Difference between beta0+TF and gamma0

Hello, I have some questions about radiometric calibration.

As I know, Gamma0 is Terrain Flattened Beta0.

Using S-1, the calibration output to gamma0 is exactly same as the result that calibration to beta0 + Terrain Flattening.

However using CSK, the two results became different. (using SRTM 1Sec HGT DEM)
Why did they become different?
Also, which one is more correct for normalized backscattering coefficient between directly calibrated gamma0 and beta0+TF?

Additionally, how about the sigma0 and gamma0(or beta0+TF)?
As I know, sigma0 is suitable for less topo area, gamma0 is for much topo area.
What happens if I applied gamma0 to the ocean area or sigma0 to the mountain area?
Because I want to make some big-data for deep learning, so I think one fixed processing is better for me.

If you want one-size-fits-all preprocessing my hunch is that Gamma0 is the way to go. However there is the issue of the DEM - often DEMs do not have height-values over the sea so some workaround would be needed. @ABraun would you have ideas?

to me this sounds like the terrain flattening did not work at all, because the Gamma0 from the calibration operator is less effective and correct than the terrain flattening operator, because it is only based on geometric integration of the incidence angle while terrain flatteming estimates the area illuminated by the sensor per pixel and uses this for radiometric normalization.

However, Terrain Flattening can produce weird patterns in cases of extreme slopes so it depends a bit on the aim of your deep learning approach if this makes sense or only introduces uncertainty to the model.
Also, it depends if you use both ascending and desending data which are indeed very different in mountainous areas.

Ascending and descending are comparable on terrain flattened imagery. This should be a bonus for deep learning as the NN does not need to be taught how local incidence-angle affects the unflattened sigma0 imagery.

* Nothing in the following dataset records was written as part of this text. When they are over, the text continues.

PR #355, opened 2026-05-27
[test] Remediate skewed tests + add fallback-coverage standard

brownm09:
## Summary

Audits and remediates the skewed-test pattern surfaced by PR #346 — tests that pass under both the success path of an upstream call and the silent-fallback path of its `.catch(() => default)` wrapper, giving a false-green signal.

- `apps/web/e2e/staging.spec.ts` — Programs / History / Cycle tests now carry explanatory comments naming the swallowed-fallback source lines and explain why structure-only assertion is intentional for the staging test user. Auth/API success-path detection remains delegated to test 5 (`/api/health`).
- `apps/api/src/programs/workouts.controller.spec.ts` — adds two paired tests covering the previously untested fallback branches: `getCycleDashboard` rethrows non-`ProgramNotFoundError` errors (asserts the error is not narrowed into the fallback), and `getSkipsForCycle` treats failure as an empty skip set (and logs).
- `docs/standards/error-fallback-test-coverage.md` — new standard codifying the rule (data-level assertion, separate success-path test, or documented structure-only intent) with good/bad examples and enforcement notes. Added as a row to the Coding Standards table in `CLAUDE.md`.
- `CLAUDE.md` `## Testing` — new "Skewed-test rule" subsection pointing at the standard, plus a "Failure-tracking rule" subsection requiring every reported test failure to be fixed in the PR or tracked by an open GitHub issue cited in the body (prose alone no longer acceptable). Global equivalent tracked in [dev-env#281](https://github.com/brownm09/dev-env/issues/281).
- `apps/api/package.json` — adds `"postinstall": "prisma generate"` to fix a worktree-only ambient-failure class (4 API suite-load failures from an ungenerated `@prisma/client`). CI was already clean because the workflow generates the client explicitly; this closes the local/CI parity gap.

Closes #349

## Acceptance criteria

- [x] Audit all existing tests for the skewed pattern — see audit summary in the issue
- [x] For each instance, apply the right fix (data assertion / separate success-path test / documented structure-only)
- [x] Update `CLAUDE.md` `## Testing` with a rule that prevents new skewed tests from landing, backed by `docs/standards/error-fallback-test-coverage.md`

## Out of scope (filed as follow-ups)

- [#353](https://github.com/brownm09/lifting-logbook/issues/353) — Add static-analysis check to detect skewed tests
- [#354](https://github.com/brownm09/lifting-logbook/issues/354) — Audit `packages/core` / `packages/types` for analogous neutral-return patterns
[...]

PR #359, opened 2026-05-27
[feat] Add no-uncovered-error-fallback ESLint rule (closes #353)

### LINKED ISSUE #353: Add static-analysis check to detect skewed tests
## Problem

Issue #349 audits and remediates existing skewed tests (assertions that pass under both the success path and the silent-fallback path of error-swallowing code) and adds a written standard plus a CLAUDE.md rule. Enforcement is currently reviewer-only — a follow-up author can still introduce a `.catch(() => default)` next to a structure-only assertion and the test suite will pass.

## Scope

Build a static check that flags candidate skewed tests at lint or CI time. Approaches to evaluate:

- A custom ESLint rule that detects, in a test file, an assertion against a route/component whose source file contains an error-swallowing fallback, without a paired assertion that the fallback was *not* taken (e.g., a real-data assertion or a sibling test calling a health/data endpoint and asserting HTTP 200).
- A repo-level grep gate in CI that lists every `.catch(() =>` / `?? default` / `try { … } catch { redirect(` in `apps/web/app/**/page.tsx` and `apps/api/src/**` and requires each location to be referenced (by source path or comment) from at least one test file.
- A lighter heuristic: any new `.catch(() =>` in a server component must appear in the same PR diff as a change to a `.spec.ts` file under `apps/web/e2e/` or `apps/api/src/`.

## Acceptance criteria

- [ ] Decide on the approach (custom lint rule vs. CI grep vs. PR-diff heuristic) with a one-paragraph rationale referencing this issue.
- [ ] Implement the check and wire it into `npm run lint` and/or CI.
- [ ] Verify it would have flagged the three pre-#349 instances (`ProgramsPage`, `HistoryPage`, `CyclePage`).
- [ ] Verify it does not flag the post-#349 remediated state.
- [ ] Update `docs/standards/error-fallback-test-coverage.md` Enforcement section to point at the new check.

## Related

- #349 — the audit and standard this follow-up enforces automatically
- PR #346 — original incident that introduced the skewed pattern
- ADR-023 — staging test design and stated limitation

brownm09:
## Summary

Adds a custom ESLint rule that automates the [`docs/standards/error-fallback-test-coverage.md`](docs/standards/error-fallback-test-coverage.md) enforcement, closing the reviewer-only gap left after #349.

For every `.catch(arrow returning a neutral default)` or `try { … } catch { redirect(…) }` in `apps/web/app/**/*.{ts,tsx}` or `apps/api/src/**/*.ts`, the rule requires one of:

1. A test-file comment naming the fallback as `<path>:<line>` or `<path>:<start>-<end>` — matches the pattern #355 adopted in `apps/web/e2e/staging.spec.ts`.
2. `// allow-skewed: <reason>` — documented exception path.
3. `// fallback-covered-by: <path-to-spec-file>` for specs that exercise both branches directly. The rule verifies the file exists on disk.

## Approach choice (acceptance criterion 1)

Custom ESLint rule was chosen over CI grep gate or PR-diff heuristic because it is the only approach that:
- runs locally in `npm run lint` and in editors (precise file:line diagnostics)
- can verify a *named* test file actually references the fallback's `file:line`, not just that *some* test file was touched
- mirrors the existing fetch-cache-semantics enforcement at [eslint.config.js](eslint.config.js)

CI grep gates can't validate that the test reference points at a real source line; PR-diff heuristics catch additions but allow drift on later commits.

## Acceptance criteria

- [x] Decide on the approach with a one-paragraph rationale referencing this issue → above.
- [x] Implement the check and wire it into `npm run lint` and CI → registered in `eslint.config.js` as `lifting-logbook/no-uncovered-error-fallback`; runs via existing `turbo run lint`.
- [x] Verify it would have flagged the three pre-#349 instances → checked out `f5c4ab3` (the commit before #355) and ran `npx eslint` on the three pages. Result: exactly 5 violations — programs:10, programs:11, history:37, history:38, cycle:10.
- [x] Verify it does not flag the post-#349 remediated state → `npx eslint 'apps/web/app/**/*.{ts,tsx}' 'apps/api/src/**/*.ts'` returns 0 violations on this branch.
- [x] Update `docs/standards/error-fallback-test-coverage.md` Enforcement section to point at the new check → replaces the "Future static check" bullet with documentation of the rule and its three annotation forms.

## Annotation additions in this PR

- `apps/api/src/otel.ts:36` — `// allow-skewed: SIGTERM/SIGINT shutdown handler — no business path to assert against.`
- `apps/api/src/programs/workouts.controller.ts` — `// fallback-covered-by: apps/api/src/programs/workouts.controller.spec.ts` on each of the three `.catch()` sites; the spec already exercises both branches per #355.

`WorkoutLogger.tsx:616` is not matched (its `.catch` body has no neutral-return statement, only `console.error` + state restoration — recovery UX, not silent business swallow).

## Testing

`npm run lint` from repo root → **7 successful** tasks (all workspaces lint clean).

Workspace tests excluding `@lifting-logbook/api`: **Tests: 183 passed, 0 skipped, 0 failed (~16s)** — core (145), web (28), eslint-rules RuleTester (10).

`@lifting-logbook/api` build and tests fail in this environment due to a `@types/node`/`@nestjs` module resolution error from running under Node v24 instead of the project-required Node 20.11.1 (`.nvmrc`). Reproduced on a clean stash of this branch (same failure on `origin/main`), so this is pre-existing environmental drift — not caused by this PR. CI runs the correct Node version and will execute the api workspace cleanly.

Suppression grep: clean. Test-integrity grep: clean. No suppressions, skips, deleted tests, or coverage threshold changes added.

## Test plan

- [x] Custom rule RuleTester suite (10 cases) in `tools/eslint-rules/no-uncovered-error-fallback.test.js` covers: bare `.catch()`, test-comment reference, `allow-skewed`, valid `fallback-covered-by`, missing-target `fallback-covered-by`, try/catch/redirect bare and referenced, re-throwing `.catch` not matched, conditional re-throw with neutral default matched, range references.
- [x] AC verification (pre/post #349) documented above.
- [ ] CI runs `npm run lint` via the new rule and confirms zero violations on the merged tree.


brownm09:
## Review: [feat] Add no-uncovered-error-fallback ESLint rule (closes #353)

### Summary

Merge with minor changes. The rule is well-scoped, matches the test-side annotation pattern #355 actually shipped, and the RuleTester suite covers the important branches. The acceptance-criteria verification (5 violations at `f5c4ab3`, 0 on this branch) is concrete and reproducible. Highest-severity finding is non-blocking: the module-level reference cache never invalidates within a single ESLint process, which is surprising in editor / `--fix --watch` workflows. No correctness or security blockers.

---

### Non-Blocking Findings

**[reliability]** `tools/eslint-rules/no-uncovered-error-fallback.js:14-15,53-60`
`cachedReferences` / `cachedRepoRoot` are module-level state that is only rebuilt when the repo root changes. Inside a single ESLint process (IDE integration, `eslint --fix --watch`, an editor plugin that reuses workers), adding a new `<path>:<line>` comment in a staging spec will not be picked up until the process restarts. `npm run lint` exits per invocation so this is invisible there, but the eventual IDE/lint-on-save story will be confusing — a comment that *should* satisfy the rule appears not to, until reload.
**Suggestion:** Either (a) add a brief comment in the rule explaining that the cache is one-shot-per-process and document the IDE-restart workaround near the rule's docstring, or (b) when reporting an `uncovered` violation, do one last `fs.statSync` + diff-against-cache check for the most recently modified test files before reporting. (a) is the cheap fix and matches the next-session-context already in the journal stub.

**[maintainability]** `tools/eslint-rules/` (no README)
A new top-level `tools/` workspace was introduced with one custom rule and three annotation forms. The only place these are documented is `docs/standards/error-fallback-test-coverage.md`. A future contributor adding a second rule under `tools/eslint-rules/` (e.g., when #354 extends scope to `packages/core`) will not find a quick orientation file.
**Suggestion:** Add a short `tools/eslint-rules/README.md` covering: (1) what lives here and why it is a workspace rather than inline in `eslint.config.js`, (2) the three annotation forms with one example each, (3) how to add a new rule (file + register in `index.js` + add to `eslint.config.js`), (4) how to run the local test suite (`npm test -w @lifting-logbook/eslint-rules`). The diff added 273 lines of rule code with no in-repo entry point for it.

**[performance]** `tools/eslint-rules/no-uncovered-error-fallback.js:74-91`
`buildReferenceSet` walks five top-level directories synchronously on first lint invocation and reads every `.spec.ts/.spec.tsx/.test.ts/.test.tsx` in full. Today's scale (~10s of spec files) makes this a few hundred ms at worst. Once the audit (#354) extends to `packages/core` and the test surface grows, the first-file-linted invocation pays the whole scan cost.
**Suggestion:** Not actionable today, but worth a one-line `TODO` near `TEST_GLOB_DIRS` noting the eager-scan tradeoff so the future extender to `packages/*` doesn't accidentally widen it to a full-repo walk. The walker already skips `node_modules`/`dist`/`.turbo`/`.next` — also consider skipping `coverage` and `.next-test`.

**[correctness]** `tools/eslint-rules/no-uncovered-error-fallback.js:102-105`
`isNeutralReturnValue` returns `true` for *any* `Identifier`. That means `.catch(() => buildErrorResponse)` (returning a function reference) or `.catch(() => someCachedFallback)` (returning a precomputed object via identifier) are treated identically to `.catch(() => [])`. This is consistent with the rule's stated intent ("identifier (neutral default)") and is what the conditional-rethrow test case in `workouts.controller.ts` relies on (`return [] as LiftRecord[]` collapsing through `TSAsExpression`), but it is broader than the four documented neutral shapes (literal, array literal, object literal, `undefined`).
**Suggestion:** Either restrict `Identifier` to a named allowlist (`undefined`, `null`, identifiers ending in `Default`/`Fallback`/`Empty`), or update `docs/standards/error-fallback-test-coverage.md` to note that "neutral default" includes any identifier-returning arrow. The current behavior is reasonable but undocumented.

**[correctness]** `tools/eslint-rules/no-uncovered-error-fallback.js:178-194`
`gatherCandidateComments` walks up `node.parent` and unions all `getCommentsBefore` results. For a `.catch()` inside `Promise.all([...])`, that walk reaches the enclosing `VariableDeclaration` / `ExportNamedDeclaration` — so an `// allow-skewed:` comment placed above an *entire* export statement opts out **every** `.catch()` in that statement, not just the one a reader expects. That is technically what the standard says ("immediately before the fallback **or before an ancestor expression / statement**"), but it makes single-statement blast radius easy to under-estimate.
**Suggestion:** Add an example in the standard doc showing this multiplier — specifically, that the three `fallback-covered-by` comments in `workouts.controller.ts` *had* to be placed individually inside the `Promise.all` arrays for granularity, and that a single comment above `const [dashboard, spec] = await Promise.all([...])` would have covered both `.catch()`s in that array. This is the kind of thing a future audit could miss.

**[correctness]** `tools/eslint-rules/no-uncovered-error-fallback.js:62-72`
The reference regex matches anything path-shaped followed by `:digits`. In practice it will pick up strings like `node:test` references, npm package names with extensions in comments, or `error.code:42` in a test fixture. None of these will accidentally match a real `posixRel:line` lookup (path mismatch), so the set just bloats. Memory is bounded by total spec-file size, which is small.
**Suggestion:** Either tighten the regex to require a leading path segment with at least one `/` (current pattern accepts bare `file.ts:1`), or document that the set is intentionally over-broad and the safety is in the lookup side. No code change needed if you document it — a one-line comment near the regex is sufficient.

**[reliability]** `tools/eslint-rules/no-uncovered-error-fallback.js:135-148`
`tryHandlerCallsRedirect` only matches when the catch body calls a bare identifier `redirect()`. If a future page does `import { redirect as nextRedirect }` or `nav.redirect('/x')`, the rule silently skips it. The current single use site in `apps/web/app/cycle/page.tsx` uses bare `redirect`, so this is fine today; the pattern is fragile though.
**Suggestion:** Add an `// allow-skewed:` test fixture exercising an aliased import to confirm the rule behaviour, and decide explicitly: matches by-name regardless of alias, or skips. If matches, broaden to inspect `MemberExpression` callees whose property name is `redirect`. If skips, note the limitation in the standard doc alongside the `?? null / [] / {}` carve-out already documented.

**[maintainability]** `tools/eslint-rules/package.json`
The workspace declares `eslint` as a `devDependency` but the test file also imports `@typescript-eslint/parser` (`const tsParser = require('@typescript-eslint/parser');`). This resolves only via npm-workspace hoisting from the monorepo root. If someone ever runs the tests from inside `tools/eslint-rules/` after a non-hoisted install, they will get `Cannot find module '@typescript-eslint/parser'`.
**Suggestion:** Add `"@typescript-eslint/parser": "^8.53.0"` to the workspace's `devDependencies` to make the dependency explicit, mirroring the root.

---

### Questions for Author

**Question:** Should the existing `// fallback-covered-by:` references in `workouts.controller.ts` validate that the named spec actually exercises both branches, or is filesystem-existence the contract?
**Context:** `tools/eslint-rules/no-uncovered-error-fallback.js:236-243` only does `fs.existsSync(targetAbs)`. The PR body and the standard both say "the spec exercises both branches", but the rule cannot verify that.
**Tradeoffs:** (a) Keep filesystem-only — current state; reviewer is the spirit-of-rule guardian (already documented in the standard). (b) Require the spec to contain a backreference comment (`// covers: apps/api/src/programs/workouts.controller.ts:42`) and assert it exists — turns this into the same mechanism as `<path>:<line>`, eliminating the special case. (c) Parse the spec file for matching `describe`/`it` names containing "fallback" or "rejects" — fragile and brittle. (a) is the explicit current choice and the standard doc backs it up; flagging in case (b) was considered and rejected, since it would have removed the third annotation form entirely.

---

### Style Notes

The rule file has clear function names and short helpers. Two small nits, both optional: (1) `findRepoRoot` carries a multi-line comment block explaining the two-tier heuristic — that comment is exactly the kind of thing that belongs in a `tools/eslint-rules/README.md` "Implementation notes" section (see the maintainability finding above). (2) The `messageId: 'uncovered'` message string repeats the file path twice (once as `{{file}}:{{line}}`, once in the implicit ESLint header). Consider trimming to just the rule explanation since ESLint already prefixes the location.

---

*Reviewed by `claude-opus-4.7` via Claude Code*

I agree in principle, but the information on steep slopes may still not be identical, when line-like structures are introduced by Range Doppler Terrain Correction which could suggest “false” patterns. I’ll look for an example and share it once I found it.

not quite what I meant but this shows that Terrain Flattening has its limits (example from Mt. Fuji, Japan). The first is Sigma0, the second Terrain Flattened Gamma0.

In the example below Terrain Flattening worked very well (left Sigma0, right Terrain Flattened Gamma0), but the artefacts from range doppler terrain correction at slopes remain. So ascending and descending backscatter can be different in such areas.

Yes, it is not perfect but the best that is currently possible. I wonder how well things would work with a “perfect” DEM.

I fully agree. Just wanted to point out that terrain flattening will not solve all terrain induced problems, especially in cases of foreshortening.

I’ll see if I find a good example for comparison with a fine resolution DEM.